Sunday, February 7, 2010

How "Love Song For a Mountain" harmony & line relates to the physical mountain

So there was the mountain, bare on top, above the tree line, reddish running to mauve, a bit indistinct through the distance haze of a Montana summer. Very simple lines, abrupt in the landscape, standing alone, yet still seeming almost to fade into the surrounding air by virtue of the pastel hues and the light haze.
I wrote the melody and harmony of "Love Song for a Mountain" all at one time. The words came much later (months!). The harmony is more reflective of the colors and diffuse light of the mountain. The melody is sparse, simple and yearning, in my mind a rendition of the stark but subdued presence and line of the mountain, and the gradations/lines caused by tree line, sky, etc.
Written in 3/4, the rhythm is pale and spacious, and once again, sparse.
As I write this, I hope that you enjoy synesthesia as much as I do! Have a listen and please feel free to expand the conversation.

Friday, February 5, 2010

How "Love Song For a Mountain" came into being

I spend a lot of time in Montana, often enough at the lovely Montana Artists refuge, a jazz composer's perfect refuge. So I had been hanging out with a painter there, and we were rather enthralled with each others' creative process and output. He took me all over the countryside and we would hike or search the ground for crystals or stare at landscapes for a couple of hours or so. We drove past this big bare-topped mountain somewhere south of Butte. Glorious and sparse and dreamy, it was. he asked if I could write a song about that mountain for him. Yes! No, it wasn't a torrid love affair. Anyway not the usual sort. We traded a song for a painting. "Love Song for a Mountain", that's the tune.

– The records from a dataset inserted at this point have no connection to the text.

PR #2489, opened 2021-02-25
Working "hello world" for non-notebook user

jameshfisher:
I was pretty confused by the intro docs. I wanted a "hello world" ASAP, but `sns.pairplot` was doing nothing. It just returns an object.

It turns out that behind the scenes, seaborn updates the pyplot context, and to see the plot, I needed to use `.show()`.

The current docs seem to assume the user is in a notebook environment. I do not believe this applies to everyone.

### DIFF
--- a/doc/introduction.ipynb
+++ b/doc/introduction.ipynb
@@ -52,6 +52,23 @@
    "cell_type": "raw",
    "metadata": {},
    "source": [
+    "To see your plot outside of a notebook environment, run:"
+   ]
+  },
+  {
+   "cell_type": "code",
+   "execution_count": null,
+   "metadata": {},
+   "outputs": [],
+   "source": [
+    "import matplotlib.pyplot as plt\n",
+    "plt.show()"
+   ]
+  },
+  {
+   "cell_type": "raw",
+   "metadata": {},
+   "source": [
     "A few things have happened here. Let's go through them one by one:"
    ]
   },


mwaskom:
Hi @jameshfisher if you read just slightly farther you will see

"Behind the scenes, seaborn uses matplotlib to draw its plots. For interactive work, it’s recommended to use a Jupyter/IPython interface in matplotlib mode, or else you’ll have to call matplotlib.pyplot.show() when you want to see the plot."

Also the other place you get a "hello world" example you see this in code: http://seaborn.pydata.org/installing.html#quickstart

It's not strictly true that `plt.show` is always required outside of a notebook, because IPython's %matplotlib mode will also open up figures from the terminal interface as soon as they are created. (And other cases exist too, like if you just want to save the plot, not see it).

jameshfisher:
So, my mistake! When I first visited the seaborn site, the first thing I clicked on was "Tutorial" at the top. I couldn't find any mention of how to show a plot. Then when I went to open a PR, apparently I edited the introduction page, which is not the page I had visited. I feel a bit stupid for that.

(However, it does suggest another problem: perhaps the "introduction" should be more prominent in the website nav?)

Thanks for the `%matplotlib` pointer. I didn't know about that.

mwaskom:
The top level organization of the docs is fairly "flat" and doesn't all fit in the header bar. You can click the "Site" drop-down menu to get the pages/sections in order, or use the "contents" box on the homepage. I am likely going to transition the site to use the new pydata sphinx theme which assumes a bit more of a "nested" docs structure, so that may change.

The "tutorial" is really more of a user-guide ... it's didactic but not exactly oriented towards "starting from 0" as you (reasonably) suspected. The language is gradually changing, although I haven't technically renamed it yet because it will involve setting up a bunch of redirects, etc.

Issue #2409, opened 2020-12-30
Need better approach for handing log scales internally


mwaskom:
The `comp_data` property will produce log-scale x/y data when the corresponding axis is log scaled. That's useful because statistics will be computed in log space. But then the variables need to be converted back to the original domain before plotting.

There needs to be a general solution for this. e.g. the approach now in `lineplot` is something like:

```python
            for var in ["x", "y"]:
                if self._log_scaled(var):
                    for col in sub_data.filter(regex=f"^{var}"):
                        sub_data[col] = np.power(10, sub_data[col])
```

Complicating matters:

- The computation can add variables (e.g. `_min`, `_max` when error bars are produced)
- The distribution computations don't (currently) produce an output data with `x`, `y` columns (but they probably should

mwaskom:
Also we really should handle this sort of thing using the matplotlib `Transform` objects (which should usually or always -- need to check -- have inverses)

mwaskom:
Closing as there is WIP on this, it will only gradually role out to functions in the `seaborn` namespace, but it is not an external feature so it does not need to be tracked.

jlumpe:
> Also we really should handle this sort of thing using the matplotlib `Transform` objects (which should usually or always -- need to check -- have inverses)

Has there been any progress extending this to use arbitrary `Transform` objects?

PR #2504, opened 2021-03-12
Fix log scaling in distribution plots

### LINKED ISSUE #2502: displot(kind='ecdf',..., log_scale=True) not working
The following line of code gives an error:

```
sns.displot(kind='ecdf', data=df, x='col_1', log_scale=True)

UserWarning: Data has no positive values, and therefore cannot be log-scaled.
```

My data is all positive and kind='hist' or 'kde' works just fine.

mwaskom:
Fixes #2502 

This is a huge development footgun; see #2409 for thoughts on how this can be made automatic to reduce the risk of such bugs


mwaskom:
This needs a line in the release notes!

PR #2531, opened 2021-03-30
Add Read the Docs configuration

astrojuanlu:


mwaskom:
Hi, some context here would be helpful....

seaborn's doc build process is more complicated than a standard sphinx site and in the past it has proven not to work with readthedocs

astrojuanlu:
😱 I'm so sorry @mwaskom , I was doing some tests and prematurely opened a pull request to the wrong place.

> seaborn's doc build process is more complicated than a standard sphinx site and in the past it has proven not to work with readthedocs

Yes, that is what I was figuring out :) I don't want to add noise here, will close the pull request and keep working on my fork.

mwaskom:
Cool, no worries. Would be nice to have if you can get it working. If you haven't seen it, the best guide to the build workflow is the README in the doc/ directory.

Issue #2532, opened 2021-03-30
Generating full documentation requires creating the `example_thumbs` first


astrojuanlu:
Hi! I am [figuring out](https://github.com/mwaskom/seaborn/pull/2531) how to build seaborn docs on Read the Docs, [which indeed requires some care](https://github.com/mwaskom/seaborn/issues/958#issuecomment-253279718). I [almost have it](https://github.com/astrojuanlu/seaborn/pull/1), but I noticed a weird thing, perhaps because I'm doing something wrong.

Thursday, February 4, 2010

It begins. The trip inside the verbal portion of a jazz composer's mind. Judging from the various ways people have asked me "Where does that song come from?", it's a topic of interest. I better not give away all my answers now. More than one piece has come from freeform interpretation of lines and forms in nature. Compositions such as? "Love Song for a Mountain", "A Rock's Line", and "Sage and Lupine" . Where does your song come from?